Housing & Mortgage
One Move Can Generate at Least $100,000 for Retirement
Swap the 4-bedroom for a 2-bedroom in big metro areas
Of all the moves you can make heading into retirement to shore up your finances, actually moving might be the biggest win. An analysis of housing costs and property taxes in the 20 largest metro areas estimates the average savings from downsizing is nearly $200,000 over 10 years.
The upside of downsizing
If the kids are finally launched into adulthood, parents looking to shore up their finances should give some serious thought to what they might be able to achieve by moving to a smaller home.
StorageCafe analyzed the price difference between two-bedroom and four-bedroom homes, factored in the costs of buying and selling (commissions, moving, etc.) if someone made that move, and what the differential would be in property tax owed on a less expensive home.
In the 20 largest metro areas, the average savings was $194,000.
No surprise, the biggest net savings are in the priciest markets. San Franciscans willing to go a bit smaller could save an estimated $407,000 over the 10 years. Most of it is from the price differential in a bigger versus smaller home — nearly $1.6 million on average for a four-bedroom home, and around $1 million for a two-bedroom. The tax savings would be an additional $28,500. After closing costs of nearly $157,000, that nets to an estimated downsizing win of $407,000.
The only big metro area with a downsizing win of less than $100,000
The most modest gain from downsizing is in the metro Phoenix area. The estimated average 10-year savings is around $93,000.
The remaining 10 biggest metro areas (Philadelphia; St. Louis; Dallas; Riverside-San Bernardino, California; Chicago; Denver; Tampa-St. Petersburg, Florida; Houston; Minneapolis, and Atlanta) have estimated downsizing gains of between $107,000 and $194,000.
The analysis is likely on the conservative side, as it didn’t factor in potential savings from lower utility bills. Nor does it consider the potential gains from taking any savings from the actual move and investing it. Or earmarking the savings to help you pull off another valuable retirement move: having the high income earner in a household delay starting Social Security until he or she reaches age 70.

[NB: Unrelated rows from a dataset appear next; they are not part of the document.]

PR #114, opened 2024-02-28
Fix: field alias for date_accepted field

lwasser:
Rather than fixing the entire thing i'm working towards cleaning up the parse_issues method. This is a small fix that 

1. adds a field alias to pydantic so there's not a random date field cleanup step in an unexpected place. 
2. adds a small test to ensure the both aliases defined in the model work 

i'm guessing there are better ways to setup tests like this but it's a start and i'm trying to keep this contained. this addresses #91 in (a very small) part.

### DIFF
--- a/CHANGELOG.md
+++ b/CHANGELOG.md
@@ -10,6 +10,7 @@
 - Add: Code coverage setup (#97, @lwasser)
 - Fix: Add validation step to categories attr in pydantic model (#105, @lwasser)
 - Fix: update pypi publish to use hatch (#82, @lwasser)
+- Fix: move data accepted cleanup to pydantic field alias / validation step (@lwasser)
 
 ## [v0.15](https://github.com/pyOpenSci/pyosMeta/releases/tag/v0.15)
 
--- a/src/pyosmeta/cli/process_reviews.py
+++ b/src/pyosmeta/cli/process_reviews.py
@@ -29,7 +29,7 @@ def main():
         repo_name="software-submission",
         label_name="6/pyOS-approved 🚀🚀🚀",
     )
-
+    # date_accepted_(month/day/year)
     # Get all issues for approved packages - load as dict
     issues = process_review.return_response()
     # TODO: this method parse_issue_header is working but the parsing code is
--- a/src/pyosmeta/parse_issues.py
+++ b/src/pyosmeta/parse_issues.py
@@ -431,8 +431,9 @@ class ProcessIssues:
 
         Returns
         -------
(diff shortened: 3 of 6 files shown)


CHANGELOG.md
```diff
@@ -10,6 +10,7 @@
 - Add: Code coverage setup (#97, @lwasser)
 - Fix: Add validation step to categories attr in pydantic model (#105, @lwasser)
 - Fix: update pypi publish to use hatch (#82, @lwasser)
+- Fix: move data accepted cleanup to pydantic field alias / validation step (@lwasser)
```
lwasser, line 13:
```suggestion
- Fix: move data accepted cleanup to pydantic field alias / validation step (#91, @lwasser)
```

src/pyosmeta/cli/process_reviews.py
```diff
@@ -29,7 +29,7 @@ def main():
         repo_name="software-submission",
         label_name="6/pyOS-approved 🚀🚀🚀",
     )
-
+    # date_accepted_(month/day/year)
```
lwasser, line 32:
```suggestion
```

src/pyosmeta/parse_issues.py
```diff
@@ -572,9 +579,6 @@ def get_issue_meta(
         """
         issue_meta = {}
         for item in body_data[0:end_range]:
-            # Clean date accepted element
```
lwasser, line 575: this was just a thing i added in a really random place. it worked but it is so hard to find it if you're working on the code.

src/pyosmeta/parse_issues.py
```diff
@@ -161,7 +161,11 @@ class ReviewModel(BaseModel):
     reviewer_2: dict[str, str | None] = {}
     archive: Optional[str] = None
     version_accepted: Optional[str] = None
-    date_accepted: Optional[str] = None
+    date_accepted: Optional[str] = Field(
```
lwasser, line 164: here i added an alias to allow us to skip the step of cleaning up the field name

tests/unit/test_review_model.py
```diff
@@ -0,0 +1,36 @@
+from pyosmeta.parse_issues import ReviewModel
+
+# We could setup some example data using fixtures and a conf.py
+# Once we have a better view of the test suite.
+example = {
```
lwasser, line 5: we may end up creating fixtures for some of these things that we can reuse. but for now i just added a variable object to the test so we have a test for aliases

That ensures the biggest possible benefit. If you retire in your 60s, you can still delay taking Social Security, knowing you’ve got this pot of money to tap if you decide you don’t want to keep working part-time through your 60s.
Age in place in a right-sized place
This analysis seems to deliver a pretty obvious financial incentive to consider downsizing your home sooner than later.
Of course, there’s the hurdle of letting go of the home you raised the kids in. And accumulated so many memories in. And then there’s the internal conversation you’re having with yourself right now: What about hosting family gatherings with the grandkids (to be)?
Deep breath. Your family will still gather at your smaller home. They just might stay in a hotel or Airbnb nearby.
Before you think that will be so disappointing for them, ask them. But ask them the right question. Not what they think about you moving to a smaller home. But what do they think of you shoring up your retirement security. Because that’s what this move gives all of you. (If you don’t think your adult kids worry about the logistics, safety and cost of helping a much older you, you’re selling them way too short.)
Moreover, this move in your 50s and 60s gives you an ideal time to set yourself up for a successful retirement. You can think through all the elements of a home that will be kind to an 85- or 90-year-old you. No stairs (or fewer). Less maintenance. Maybe closer to town, so getting out and socializing is easier and not dependent on you, or your friends, needing to drive on the highway.
There’s tremendous upside to downsizing before you retire.